Institute for Therapeutic Innovation, University of Florida, Orlando, Florida, USA
Centers for Disease Control and Prevention, Atlanta, Georgia, USA.
Antimicrob Agents Chemother. 2017 Aug 24;61(9). doi: 10.1128/AAC.00788-17. Print 2017 Sep.
is considered a likely agent to be used as a bioweapon, and the use of a strain resistant to the first-line antimicrobial treatments is a concern. We determined treatment efficacies against a ciprofloxacin-resistant strain of (Cip Ames) in a murine inhalational anthrax model. Ten groups of 46 BALB/c mice were exposed by inhalation to 7 to 35 times the 50% lethal dose (LD) of Cip Ames spores. Commencing at 36 h postexposure, groups were administered intraperitoneal doses of sterile water for injections (SWI) and ciprofloxacin alone (control groups), or ciprofloxacin combined with two antimicrobials, including meropenem-linezolid, meropenem-clindamycin, meropenem-rifampin, meropenem-doxycycline, penicillin-linezolid, penicillin-doxycycline, rifampin-linezolid, and rifampin-clindamycin, at appropriate dosing intervals (6 or 12 h) for the respective antibiotics. Ten mice per group were treated for 14 days and observed until day 28. The remaining animals were euthanized every 6 to 12 h, and blood, lungs, and spleens were collected for lethal factor (LF) and/or bacterial load determinations. All combination groups showed significant survival over the SWI and ciprofloxacin controls: meropenem-linezolid ( = 0.004), meropenem-clindamycin ( = 0.005), meropenem-rifampin ( = 0.012), meropenem-doxycycline ( = 0.032), penicillin-doxycycline ( = 0.012), penicillin-linezolid ( = 0.026), rifampin-linezolid ( = 0.001), and rifampin-clindamycin ( = 0.032). In controls, blood, lung, and spleen bacterial counts increased to terminal endpoints. In combination treatment groups, blood and spleen bacterial counts showed low/no colonies after 24-h treatments. The LF fell below the detection limits for all combination groups yet remained elevated in control groups. Combinations with linezolid had the greatest inhibitory effect on mean LF levels.

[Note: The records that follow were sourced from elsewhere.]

PR #571, opened 2022-04-26
[OSPK8-545] v1.2.x backport - Do not update BMH spec after provisioning

stuggi:
Update of BMH objects of provisioned nodes can result in
reprovisioning of the nodes. This change only updates the
BMH spec only on initial deployment when there is no consumer
ref set.
Updating labels is done on any change, which might be needed
on future operator changes.

Also updates caused by controller-gen 0.8.0 and go.mod updates


abays (approved):
/lgtm

abays (approved):
/lgtm

PR #574, opened 2022-04-29
Fix openstackclient restart loop

stuggi:
There can be a pod re-create loop in case the image of a
openstackclient changes, but the pod status does not reflect
the change of the new image in time before the new
reconcilation.

This changes to update the openstackclient image only if the
spec in the image changes and it is a pod update.


olliewalsh (approved):
/lgtm

PR #577, opened 2022-05-03
[OSPK8-467 OSPK8-472 OSPK8-474] enhance validation for osnetcfg

stuggi:
Adds additional validation to check the osnetcfg:

* verifies the a network is tagged as the ctlplane network
* verifies information provided in ipv4/ipv6 section are
  actual ipv4/ipv6 information
* verifies that information in the ipv4 section is pure ipv4
* verifies ips provided for AllocationStart, AllocationEnd and
  Gateway are part of the network set via the Cidr
* verifies that in a subnet definition there is not both ipv4
  and ipv6 provided

### DIFF
--- a/api/shared/net.go
+++ b/api/shared/net.go
@@ -1,0 +1,33 @@
+/*
+Copyright 2020 Red Hat
+
+Licensed under the Apache License, Version 2.0 (the "License");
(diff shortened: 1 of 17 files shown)


abays (approved):
/lgtm

PR #579, opened 2022-05-04
Fix compute/osbms hostname to be FQDN

stuggi:
DomainName was not correct to render the osbms userdata. Therefore
the DomainName was always empty and not set, which resulted in
osbms nodes to default to short hostname:

```
[root@computehci-1 ~]# hostname
computehci-1
[root@computehci-1 ~]# hostname --short
computehci-1
[root@computehci-1 ~]# hostname --long
computehci-1.osptest.test.metalkube.org
```

And osvmset nodes to fqdn:
```
[root@controller-0 ~]# hostname
controller-0.osptest.test.metalkube.org
[root@controller-0 ~]# hostname --short
controller-0
[root@controller-0 ~]# hostname --long
controller-0.osptest.test.metalkube.org
```

This sets the DomainName correct for the templateParameters that
the osbms cloud-init userdata has the DomainName information set.


abays (approved):
/lgtm

PR #581, opened 2022-05-09
[v1.2.x backport] Bump containerd to avoid CVE detection with earlier versions

stuggi:
while it is just imported as dependency, bump containerd version to avoid CVE [1] detection

[1] https://bugzilla.redhat.com/show_bug.cgi?id=2011007

(cherry picked from commit 641e3fc9ef5972fd1602fcaba53ccf730c746eb4)


abays (approved):
/lgtm

PR #583, opened 2022-05-11
[OSPK8-398] anti-affinity placement of controller VMs

stuggi:
Set default affinity rules that two pods of the same role should
not run if possible on the same worker node. With this it is still
possible to live migrate VMs and they run on the same node, but
on the next scheduling request (live migration) they get distributed
again.

### DIFF
--- a/pkg/common/ipam.go
+++ b/pkg/common/ipam.go
@@ -203,9 +203,7 @@ func BigIntToIP(inipint big.Int) net.IP {
 	intbytes := inipint.Bytes()
 	if len(intbytes) == net.IPv6len {
 		// This is an IPv6 address.
-		for i := 0; i < len(intbytes); i++ {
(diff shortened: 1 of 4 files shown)


dprince:
@stuggi I think its okay. The one question I would have is would we ever want the ability to control this more specifically with more generic labels. Like say I have 3 workers in my (larger) OCP cluster and I want the 3 VMs there. We'd still need a config to be able to accommodate this.

stuggi:
> Set default affinity rules that two pods of the same role should
> not run if possible on the same worker node. With this it is still
> possible to live migrate VMs and they run on the same node, but
> on the next scheduling request (live migration) they get distributed
> again.

This is already possible. you can specify a nodeselector in the osnetcfg for the nncp config to configure network devices on the worker nodes. The VMs get scheduled to those nodes.

PR #584, opened 2022-05-12
NodeSelector for VMSet placement

stuggi:
Addes NodeSelector parameter to VMSet and Ctlplane. With this it
is possible to control the target worker nodes for VM placement
on a per role base.


abays (commented):
+1 from me, but deferring to @dprince

dprince (approved):

PR #585, opened 2022-05-16
Set BootOrder: 1 on rootdisk

stuggi:
To prevent an issue when the rootdisk is not the first
disk in the disk list, set BootOrder: 1 [1] on the rootdisk
as this is always the disk the VM should boot from.

[1] https://pkg.go.dev/kubevirt.io/api@v0.51.0/core/v1#Disk


abays (approved):
/lgtm

PR #586, opened 2022-05-23
Add CtlplaneNetworkAttribues for 16.2

olliewalsh:
Tripleoclient now sets this in stable/train - https://review.opendev.org/c/openstack/python-tripleoclient/+/825689

### DIFF
--- a/templates/openstackconfiggenerator/config/16.2/rendered-tripleo-config.yaml
+++ b/templates/openstackconfiggenerator/config/16.2/rendered-tripleo-config.yaml
@@ -124,3 +124,36 @@ parameter_defaults:
 {{- end }}
 {{- end }}
 {{- end }}
+  #
+  # CtlplaneNetworkAttributes
+  CtlplaneNetworkAttributes:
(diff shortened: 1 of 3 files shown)


templates/openstackconfiggenerator/config/16.2/rendered-tripleo-config.yaml
```diff
@@ -123,4 +123,38 @@ parameter_defaults:
...
 {{- end }}
 {{- end }}
-{{- end }}
\ No newline at end of file
+{{- end }}
+  #
+  # CtlplaneNetworkAttributes
+  CtlplaneNetworkAttributes:
+    {{- range $netname, $net := .NetworksMap }}
+    {{- $netname_lower := lower $net.Name }}
```
stuggi, line 131: netname_lower is not used and should be not required as there is $net.NameLower? Think we can also remove it from the 17.0 templates

olliewalsh: done

stuggi (approved):
/lgtm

被认为是一种可能被用作生物武器的病原体,而使用对一线抗菌治疗具有耐药性的菌株是一个令人担忧的问题。我们在吸入性炭疽的小鼠模型中确定了针对环丙沙星耐药菌株(Cip Ames)的治疗效果。将 10 组 46 只 BALB/c 小鼠通过吸入暴露于 7 至 35 倍的环丙沙星耐药菌株(Cip Ames 孢子)的 50%致死剂量(LD)。从暴露后 36 小时开始,将各组腹腔内给予无菌注射用水(SWI)和环丙沙星单独治疗(对照组),或环丙沙星联合两种抗菌药物,包括美罗培南-利奈唑胺、美罗培南-克林霉素、美罗培南-利福平、美罗培南-多西环素、青霉素-利奈唑胺、青霉素-多西环素、利福平-利奈唑胺和利福平-克林霉素,在相应抗生素的适当剂量间隔(6 或 12 小时)进行给药。每组 10 只小鼠治疗 14 天并观察至第 28 天。其余动物每 6 至 12 小时安乐死一次,并收集血液、肺和脾脏进行致死因子(LF)和/或细菌载量测定。所有联合组的存活率均显著高于 SWI 和环丙沙星对照组:美罗培南-利奈唑胺(=0.004)、美罗培南-克林霉素(=0.005)、美罗培南-利福平(=0.012)、美罗培南-多西环素(=0.032)、青霉素-多西环素(=0.012)、青霉素-利奈唑胺(=0.026)、利福平-利奈唑胺(=0.001)和利福平-克林霉素(=0.032)。在对照组中,血液、肺和脾脏的细菌计数增加到终点。在联合治疗组中,血液和脾脏的细菌计数在 24 小时治疗后显示低/无菌落。所有联合组的 LF 均低于检测限,但对照组的 LF 仍升高。与利奈唑胺联合使用对平均 LF 水平具有最大的抑制作用。